Collected data entries
Content starts
Issue #10896, opened 2021-12-29
Snapshot serializer in CLI tests doesn't replace time durations >= 1s with a placeholder


aqrln:
Snapshot serializer in CLI tests doesn't replace time durations greater than or equal to 1s with a placeholder.

Failed pipeline: https://github.com/prisma/prisma/runs/4657927865?check_suite_focus=true#step:15:662

```
  ● --schema from parent directory › --schema absolute path: should work

    expect(received).toMatchInlineSnapshot(snapshot)

    Snapshot name: `--schema from parent directory --schema absolute path: should work 1`

    - Snapshot  - 1
    + Received  + 1

      ↵
    - ✔ Generated Prisma Client (0.0.0 | TEST_ENGINE_TYPE) to ./subdirectory/@prisma/client in XXms
    + ✔ Generated Prisma Client (0.0.0 | TEST_ENGINE_TYPE) to ./subdirectory/@prisma/client in 3.34s
      You can now start using Prisma Client in your code. Reference: https://pris.ly/d/client
```

Relevant code: https://github.com/prisma/prisma/blob/c1fdadf96c27509accf4e8d5c0c3ab91ff68afd4/packages/cli/src/__tests__/__helpers__/snapshotSerializer.ts#L37-L39

Jolg42:
It does now so I'll close 

https://github.com/prisma/prisma/blob/main/packages/sdk/src/utils/jestSnapshotSerializer.js#L74

aqrln:
Thanks!

Jolg42:
Thanks! added in https://github.com/prisma/prisma/pull/11123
Content ends
Problem statement.
Every line in the entries above that has the word "from" should be identified and copied.

Result of this task.
  ● --schema from parent directory › --schema absolute path: should work
    Snapshot name: `--schema from parent directory --schema absolute path: should work 1`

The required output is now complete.